▸ Work to be completed:
Go line by line through the data and copy those with the word "would".

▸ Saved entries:
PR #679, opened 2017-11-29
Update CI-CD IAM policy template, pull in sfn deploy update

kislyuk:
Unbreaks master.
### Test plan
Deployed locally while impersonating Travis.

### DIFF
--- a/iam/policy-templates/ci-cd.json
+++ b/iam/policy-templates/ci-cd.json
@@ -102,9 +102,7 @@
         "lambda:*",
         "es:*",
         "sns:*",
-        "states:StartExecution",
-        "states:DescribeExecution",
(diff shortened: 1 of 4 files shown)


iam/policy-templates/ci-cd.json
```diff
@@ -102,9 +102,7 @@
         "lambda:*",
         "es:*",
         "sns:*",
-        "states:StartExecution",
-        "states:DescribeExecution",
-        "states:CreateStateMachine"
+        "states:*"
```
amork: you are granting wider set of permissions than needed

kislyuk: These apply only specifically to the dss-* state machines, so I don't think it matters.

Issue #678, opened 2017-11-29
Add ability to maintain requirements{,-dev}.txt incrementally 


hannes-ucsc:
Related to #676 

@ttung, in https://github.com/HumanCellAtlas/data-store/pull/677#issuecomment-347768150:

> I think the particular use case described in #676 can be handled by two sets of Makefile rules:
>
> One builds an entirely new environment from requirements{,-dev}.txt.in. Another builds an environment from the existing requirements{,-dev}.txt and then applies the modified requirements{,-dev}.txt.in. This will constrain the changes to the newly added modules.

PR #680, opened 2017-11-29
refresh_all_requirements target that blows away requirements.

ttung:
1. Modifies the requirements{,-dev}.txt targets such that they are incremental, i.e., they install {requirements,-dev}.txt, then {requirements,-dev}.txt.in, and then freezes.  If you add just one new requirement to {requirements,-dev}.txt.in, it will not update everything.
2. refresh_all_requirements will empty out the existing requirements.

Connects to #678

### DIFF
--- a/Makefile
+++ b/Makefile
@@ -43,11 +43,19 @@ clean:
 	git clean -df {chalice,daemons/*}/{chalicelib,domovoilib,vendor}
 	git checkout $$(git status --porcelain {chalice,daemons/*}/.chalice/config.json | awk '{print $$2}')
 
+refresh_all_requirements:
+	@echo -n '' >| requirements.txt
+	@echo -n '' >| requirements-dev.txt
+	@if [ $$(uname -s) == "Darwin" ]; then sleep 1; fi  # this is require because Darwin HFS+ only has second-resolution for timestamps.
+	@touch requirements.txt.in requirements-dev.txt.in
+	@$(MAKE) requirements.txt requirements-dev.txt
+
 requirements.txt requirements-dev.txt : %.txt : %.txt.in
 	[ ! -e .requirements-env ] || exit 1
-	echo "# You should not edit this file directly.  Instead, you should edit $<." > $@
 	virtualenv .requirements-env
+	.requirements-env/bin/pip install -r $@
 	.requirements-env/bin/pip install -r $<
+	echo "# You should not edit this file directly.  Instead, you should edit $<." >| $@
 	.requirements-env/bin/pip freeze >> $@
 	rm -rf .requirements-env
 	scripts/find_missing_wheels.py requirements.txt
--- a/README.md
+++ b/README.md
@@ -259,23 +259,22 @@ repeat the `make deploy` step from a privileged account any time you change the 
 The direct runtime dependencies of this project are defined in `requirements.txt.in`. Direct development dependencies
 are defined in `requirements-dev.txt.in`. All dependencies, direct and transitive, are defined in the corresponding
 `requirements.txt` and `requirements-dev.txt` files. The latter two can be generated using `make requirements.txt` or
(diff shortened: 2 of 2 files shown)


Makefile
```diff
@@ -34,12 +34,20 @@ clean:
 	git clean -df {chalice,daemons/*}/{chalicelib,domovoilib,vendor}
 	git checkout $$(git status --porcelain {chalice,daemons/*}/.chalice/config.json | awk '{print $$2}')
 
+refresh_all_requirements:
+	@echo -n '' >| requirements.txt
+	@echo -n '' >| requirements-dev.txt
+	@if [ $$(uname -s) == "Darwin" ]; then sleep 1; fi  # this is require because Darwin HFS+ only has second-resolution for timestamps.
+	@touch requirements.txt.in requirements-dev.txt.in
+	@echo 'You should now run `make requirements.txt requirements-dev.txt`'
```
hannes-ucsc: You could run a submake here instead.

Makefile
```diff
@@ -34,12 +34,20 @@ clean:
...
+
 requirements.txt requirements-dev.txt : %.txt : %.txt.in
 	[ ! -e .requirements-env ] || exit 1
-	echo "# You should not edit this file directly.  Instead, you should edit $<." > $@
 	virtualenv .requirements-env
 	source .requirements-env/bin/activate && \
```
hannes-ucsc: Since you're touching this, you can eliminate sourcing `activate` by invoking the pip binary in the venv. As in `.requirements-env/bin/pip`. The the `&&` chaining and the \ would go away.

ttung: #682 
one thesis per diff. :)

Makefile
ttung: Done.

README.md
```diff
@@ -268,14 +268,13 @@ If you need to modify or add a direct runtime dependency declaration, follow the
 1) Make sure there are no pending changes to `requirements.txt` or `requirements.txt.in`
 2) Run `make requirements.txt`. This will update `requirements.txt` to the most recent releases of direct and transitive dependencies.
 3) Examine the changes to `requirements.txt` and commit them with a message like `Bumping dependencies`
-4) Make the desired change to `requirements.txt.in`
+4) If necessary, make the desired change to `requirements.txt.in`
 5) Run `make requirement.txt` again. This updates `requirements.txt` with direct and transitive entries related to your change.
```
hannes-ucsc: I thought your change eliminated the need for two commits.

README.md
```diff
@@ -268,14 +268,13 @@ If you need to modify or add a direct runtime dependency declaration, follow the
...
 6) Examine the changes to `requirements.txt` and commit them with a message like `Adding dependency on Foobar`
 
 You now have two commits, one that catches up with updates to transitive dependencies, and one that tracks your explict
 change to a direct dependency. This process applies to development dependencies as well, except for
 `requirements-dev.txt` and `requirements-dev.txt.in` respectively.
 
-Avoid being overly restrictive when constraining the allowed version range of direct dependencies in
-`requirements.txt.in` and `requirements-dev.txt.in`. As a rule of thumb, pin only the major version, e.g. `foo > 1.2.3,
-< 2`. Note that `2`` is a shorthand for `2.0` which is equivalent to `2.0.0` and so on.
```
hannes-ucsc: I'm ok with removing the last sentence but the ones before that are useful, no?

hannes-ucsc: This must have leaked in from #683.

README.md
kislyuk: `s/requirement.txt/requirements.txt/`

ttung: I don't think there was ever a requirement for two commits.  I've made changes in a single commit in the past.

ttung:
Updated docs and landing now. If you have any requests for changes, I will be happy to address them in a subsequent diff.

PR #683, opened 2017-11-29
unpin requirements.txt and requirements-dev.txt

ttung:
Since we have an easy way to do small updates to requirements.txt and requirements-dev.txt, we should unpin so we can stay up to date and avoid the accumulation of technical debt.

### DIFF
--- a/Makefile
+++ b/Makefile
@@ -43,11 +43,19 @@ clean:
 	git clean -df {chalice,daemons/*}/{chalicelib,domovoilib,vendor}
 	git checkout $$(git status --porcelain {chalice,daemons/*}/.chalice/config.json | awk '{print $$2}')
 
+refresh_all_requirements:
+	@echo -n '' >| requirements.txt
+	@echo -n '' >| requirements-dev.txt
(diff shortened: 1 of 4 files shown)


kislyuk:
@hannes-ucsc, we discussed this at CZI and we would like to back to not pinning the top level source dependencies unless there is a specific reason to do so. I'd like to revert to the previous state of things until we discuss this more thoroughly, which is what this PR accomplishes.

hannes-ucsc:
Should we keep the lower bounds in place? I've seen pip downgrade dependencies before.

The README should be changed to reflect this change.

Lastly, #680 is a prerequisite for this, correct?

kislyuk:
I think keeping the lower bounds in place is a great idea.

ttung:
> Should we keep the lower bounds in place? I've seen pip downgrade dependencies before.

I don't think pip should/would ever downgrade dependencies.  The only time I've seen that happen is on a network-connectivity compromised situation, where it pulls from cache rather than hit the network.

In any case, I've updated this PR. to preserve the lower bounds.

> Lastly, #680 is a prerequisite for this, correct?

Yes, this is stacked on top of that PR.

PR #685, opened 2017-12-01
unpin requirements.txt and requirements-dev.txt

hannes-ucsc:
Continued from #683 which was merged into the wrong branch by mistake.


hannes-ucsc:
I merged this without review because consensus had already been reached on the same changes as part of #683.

▸ Finished task:
hannes-ucsc: Since you're touching this, you can eliminate sourcing `activate` by invoking the pip binary in the venv. As in `.requirements-env/bin/pip`. The the `&&` chaining and the \ would go away.
@hannes-ucsc, we discussed this at CZI and we would like to back to not pinning the top level source dependencies unless there is a specific reason to do so. I'd like to revert to the previous state of things until we discuss this more thoroughly, which is what this PR accomplishes.
I don't think pip should/would ever downgrade dependencies.  The only time I've seen that happen is on a network-connectivity compromised situation, where it pulls from cache rather than hit the network.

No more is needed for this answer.